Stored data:
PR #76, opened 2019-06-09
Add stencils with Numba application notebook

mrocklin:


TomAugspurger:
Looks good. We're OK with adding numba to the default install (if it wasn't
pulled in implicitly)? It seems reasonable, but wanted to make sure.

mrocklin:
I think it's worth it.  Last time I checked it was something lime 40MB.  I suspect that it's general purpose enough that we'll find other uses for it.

...

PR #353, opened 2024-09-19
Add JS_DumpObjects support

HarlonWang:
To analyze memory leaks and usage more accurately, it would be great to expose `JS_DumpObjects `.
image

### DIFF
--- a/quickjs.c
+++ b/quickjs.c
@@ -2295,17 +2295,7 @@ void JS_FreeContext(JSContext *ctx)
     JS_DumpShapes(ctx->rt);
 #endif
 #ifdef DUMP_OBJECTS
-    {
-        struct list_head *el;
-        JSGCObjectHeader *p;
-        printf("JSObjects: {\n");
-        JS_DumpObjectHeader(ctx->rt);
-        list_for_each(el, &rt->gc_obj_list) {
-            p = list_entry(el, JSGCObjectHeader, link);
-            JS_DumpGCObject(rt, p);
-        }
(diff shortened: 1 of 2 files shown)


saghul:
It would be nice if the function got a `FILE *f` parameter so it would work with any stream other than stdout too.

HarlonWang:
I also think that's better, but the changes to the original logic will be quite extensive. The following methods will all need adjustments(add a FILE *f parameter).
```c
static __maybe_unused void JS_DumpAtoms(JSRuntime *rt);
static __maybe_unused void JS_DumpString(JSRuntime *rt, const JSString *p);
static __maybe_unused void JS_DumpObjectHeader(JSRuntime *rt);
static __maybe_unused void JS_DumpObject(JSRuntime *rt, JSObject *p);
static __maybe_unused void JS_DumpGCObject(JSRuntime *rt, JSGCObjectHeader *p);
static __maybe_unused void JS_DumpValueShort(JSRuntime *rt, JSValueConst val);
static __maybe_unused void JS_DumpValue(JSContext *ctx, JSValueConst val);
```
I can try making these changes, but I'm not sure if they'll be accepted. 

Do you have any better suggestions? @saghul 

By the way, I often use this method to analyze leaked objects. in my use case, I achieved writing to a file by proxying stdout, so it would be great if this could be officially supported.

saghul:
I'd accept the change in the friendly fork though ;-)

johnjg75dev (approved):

Goal of the exercise:
Your task is to restate, word for word, only those lines above that fall between the line holding "PR #76, opened 2019-06-09" and the line holding "I think it's", inclusive.

Exercise response:
PR #76, opened 2019-06-09
Add stencils with Numba application notebook

mrocklin:


TomAugspurger:
Looks good. We're OK with adding numba to the default install (if it wasn't
pulled in implicitly)? It seems reasonable, but wanted to make sure.

mrocklin:
I think it's worth it.  Last time I checked it was something lime 40MB.  I suspect that it's general purpose enough that we'll find other uses for it.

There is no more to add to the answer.